PR #209, opened 2026-08-06
ci: fold Linux tests into the build job, cache objects with ccache

### LINKED ISSUE #205: CI: fold Linux tests into the build job, add ccache, run tests on arm64
PR feedback on the Linux side takes ~21 minutes because the Catch2 job cold-builds the entire tree a second time on a fresh runner after `needs: build` already made it wait for the first cold build. Same OS, same toolchain, no object sharing, duplicate checkout/apt/pinned-clones. Meanwhile the arm64 job builds on a native runner but never runs the tests at all.

Three changes:

1. Fold the "Catch2 tests (GCC Release)" job into the Linux build job, macOS-style: one runner configures build/ and build-tests/, builds both, runs ctest. Deletes the duplicate setup and compile; Linux verdict drops from ~21 min to ~12 on a cold cache.
2. Add ccache with actions/cache to the Linux jobs (build+tests merged job, TSan with its own cache key since sanitizer objects differ, arm64). Steady-state PR rebuilds drop to a few minutes.
3. Run the test suite on the arm64 job (native ubuntu-22.04-arm runner, no cross-compile obstacle) for arm coverage of the DSP paths.

Keep the pinned JUCE/donor/DPF revs and the De-JUCE ratchet exactly as they are; release workflows untouched. The merged job changes a required-check name, so branch protection needs the new name swapped in when this merges.

marc-korte:
Closes #205.

The Linux side of a PR took about 21 minutes of pipeline time and, in the sample run I measured, 51 minutes of wall clock: the Catch2 job waited on `needs: build`, then queued for a second runner (24 minutes in that run), then cold-built the entire tree again - same OS, same toolchain, same JUCE/sfizz/donor objects as the build job it was waiting for.

Three changes:

- The Catch2 job folds into the Linux build job, the shape macOS already uses. One runner checks out, installs deps and clones the pinned JUCE/donor/DPF once, builds the app, runs the headless self-test, then configures and runs the test suite. The De-JUCE ratchet job is untouched. The test configure flags are carried over unchanged, including `-DDUSKSTUDIO_REQUIRE_NATIVE_LV2=ON`.
- ccache with actions/cache on the three Linux jobs (merged build+tests, TSan, arm64), each with its own cache key since sanitizer and arm64 objects are not interchangeable. No compiler-launcher flags are passed: CMakeLists.txt already finds ccache and sets `CMAKE_C/CXX_COMPILER_LAUNCHER` unconditionally at top level, which both build directories inherit. `ccache -s` runs at the end of each job so the hit rate is visible.
- The arm64 job now runs the test suite too. It builds on a native runner, so there was never a technical reason to skip it; this is the first arm coverage the suite has had.

Expected Linux verdict: about 12 minutes cold, 4 to 6 warm, with the second-runner queue gone entirely.

Branch protection needs an edit at merge time, and it has to happen BEFORE the merge or this PR is unmergeable: ruleset "main protection" currently requires `Catch2 tests (GCC Release, Ubuntu 22.04)` (job no longer exists) and `Build Dusk Studio (GCC Release, Ubuntu 22.04, amd64)` (renamed). Both come out; `Build + tests (GCC Release, Ubuntu 22.04, amd64)` goes in. The arm64 job's rename needs nothing - it is not a required check.

Two knobs left deliberately unturned: `MainComponent.cpp` uses `__DATE__`/`__TIME__`, so ccache will not cache that one translation unit without `CCACHE_SLOPPINESS: time_macros`, which trades a stale build stamp for the saving; and if a hit rate disappoints, the TSan job's 500M cache is the one to raise first, since instrumented objects are much larger.

Note the suite has never run on aarch64 before. If a float-tolerance assertion fails there it is a real finding rather than a workflow bug, and that job is not a required check.

## Summary by CodeRabbit

* **Tests**
  * Raspberry Pi arm64 builds now run the Catch2 test suite and report test results.
  * Linux and sanitizer workflows consistently report compiler-cache statistics, including after failures.

* **Performance**
  * Added compiler caching to Linux, sanitizer, and Raspberry Pi build workflows to reduce repeated build times.

* **CI Improvements**
  * Updated workflow naming and build configuration for clearer coverage of builds and tests.

### DIFF
--- a/.github/workflows/linux-build.yml
+++ b/.github/workflows/linux-build.yml
@@ -19,10 +19,17 @@ jobs:
         run: tools/juce-gate.sh
 
   build:
-    name: Build Dusk Studio (GCC Release, Ubuntu 22.04, amd64)
+    name: Build + tests (GCC Release, Ubuntu 22.04, amd64)
     # arm64 / Raspberry Pi build-check lives in raspberry-pi-build.yml so each
     # arch only builds once per push.
     runs-on: ubuntu-22.04
+
+    env:
+      # CMakeLists.txt auto-detects ccache and sets the compiler launchers,
+      # so installing it and persisting this directory across runs is the
+      # whole wiring. build-linux and build-tests share the one cache.
+      CCACHE_DIR: ${{ github.workspace }}/.ccache
+      CCACHE_MAXSIZE: 500M
 
     steps:
       - name: Checkout Dusk Studio
@@ -38,7 +45,7 @@ jobs:
         run: |
           sudo apt-get update
           sudo apt-get install -y --no-install-recommends \
-            build-essential cmake ninja-build pkg-config \
+            build-essential cmake ninja-build pkg-config ccache \
             libasound2-dev libjack-jackd2-dev libmp3lame-dev libsndfile1-dev \
             liblilv-dev libsuil-dev lv2-dev \
             ladspa-sdk \
@@ -47,6 +54,14 @@ jobs:
             libxinerama-dev libxrandr-dev libxrender-dev libxss-dev \
             libwebkit2gtk-4.0-dev libgl1-mesa-dev libglu1-mesa-dev xvfb \
             libwayland-dev libxkbcommon-dev libdecor-0-dev
+
+      - name: Cache ccache objects
+        uses: actions/cache@v6
+        with:
+          path: ${{ env.CCACHE_DIR }}
+          key: ccache-linux-gcc-${{ github.sha }}
+          restore-keys: |
+            ccache-linux-gcc-
 
       - name: Clone JUCE (Dusk-owned Wayland mirror, pinned)
         # CI builds against the SAME Dusk-owned mirror snapshot the release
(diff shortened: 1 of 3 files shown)


marc-korte:
Skipping this one: GitHub's cache scoping already prevents it, so there is nothing for a condition or a split key prefix to protect against.

A cache written by a pull request run is created for the merge ref, and per the [dependency caching reference](https://docs.github.com/en/actions/reference/dependency-caching-reference) it "will have a limited scope and can only be restored by re-runs of the pull request". Runs on main and on release branches cannot read it, and neither can other pull requests. The access direction is one-way: a PR may restore from its base branch and the default branch, which is the intended behaviour here and is a read of trusted data, not a write into it.

So `ccache-linux-arm64-` is a shared key *name*, not a shared namespace. The same applies to `ccache-linux-gcc-` and `ccache-linux-tsan-` in the other two jobs, which have the identical shape.

Worth noting as a second layer even if the scoping did not exist: ccache keys its entries on a hash of the preprocessed source, compiler and flags, so a poisoned entry would have to collide with the hash of the exact translation unit being compiled to be served at all.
· · · ·
- WHAT THE TASK ASKS
What do the lines above say from the one containing "run: tools/juce-gate.sh" down to the one containing "# arm64 / Raspberry"? Return them exactly, both end lines included, and only them.

- WRITTEN ANSWER
         run: tools/juce-gate.sh
 
   build:
-    name: Build Dusk Studio (GCC Release, Ubuntu 22.04, amd64)
+    name: Build + tests (GCC Release, Ubuntu 22.04, amd64)
     # arm64 / Raspberry Pi build-check lives in raspberry-pi-build.yml so each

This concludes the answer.